Context Matters: Forming American Rabbinic Identity in Israel

Published: 
2018

Source: Boston University

 

Context Matters: Forming American Rabbinic Identity in Israel is an ethnographic investigation of thirty-eight American Reform and Conservative rabbinical students as they experience the Israel Year of rabbinic education, a defining feature of their training that distinguishes it from that of American seminarians of other faith traditions.

This study analyzes rabbinic identity formation through the students’ interactions with six contexts: their own identity journeys, educational institutions, Israel as a place, Jewish time, civil time, and the people they encounter. The students engage with these contexts in the student role and as someone who is both an insider and an outsider.

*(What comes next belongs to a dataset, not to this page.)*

Issue #255, opened 2026-06-16
Digest eval Phase 3 — Tier 3 LLM-as-judge for free-text prose


roznet:
Part of the digest eval framework (parent issue).

## Phase 3 — Tier 3 LLM-as-judge for free-text prose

Each context is a plausibility structure for Jewish living, but their influence lies in their convergence. The experiences, interpersonal networks, and relationships with the contexts, become social and religious capital, valued for and by Jewish laypeople, and deemed essential for an American rabbi.

This research calls upon literature from the Sociology of Religion, Sociology of Organizations, Sociology of Education, and various subfields within Jewish Studies. Symbolic Interactionism, narrative constructions of identity, and experiential education provide the theoretical frameworks. Previous research (Carroll, Wheeler, Aleshire, and Marler 1997) has identified stages in the clergy identity formation process—encounter, evaluation, struggle, and resolution/ internalization. These guide the analysis of how students engage, process their experiences, and consider personal and professional implications. Reflecting the nature of identity formation, the stages are fluid and non-linear.

The rabbinical students make sense of their own experiences through constructing identity narratives. They progress toward rabbinic formation as they gain knowledge, skills, habits, and a sense of self as rabbinic -- identity outcomes of clergy education identified by Foster, Dahill, Goleman, and Toletino (2006).

This research expands the conversation on clergy education to include rabbinical students, and it introduces particular Jewish vocabularies for learning to the literature on professional socialization. It also contributes an analysis of Israel-based experiences as they shape those who lead Jewish communities in the U.S. Rabbinic identity is complex; locating the process of formation in Jerusalem for an academic year challenges and enriches the students on their paths to the rabbinate.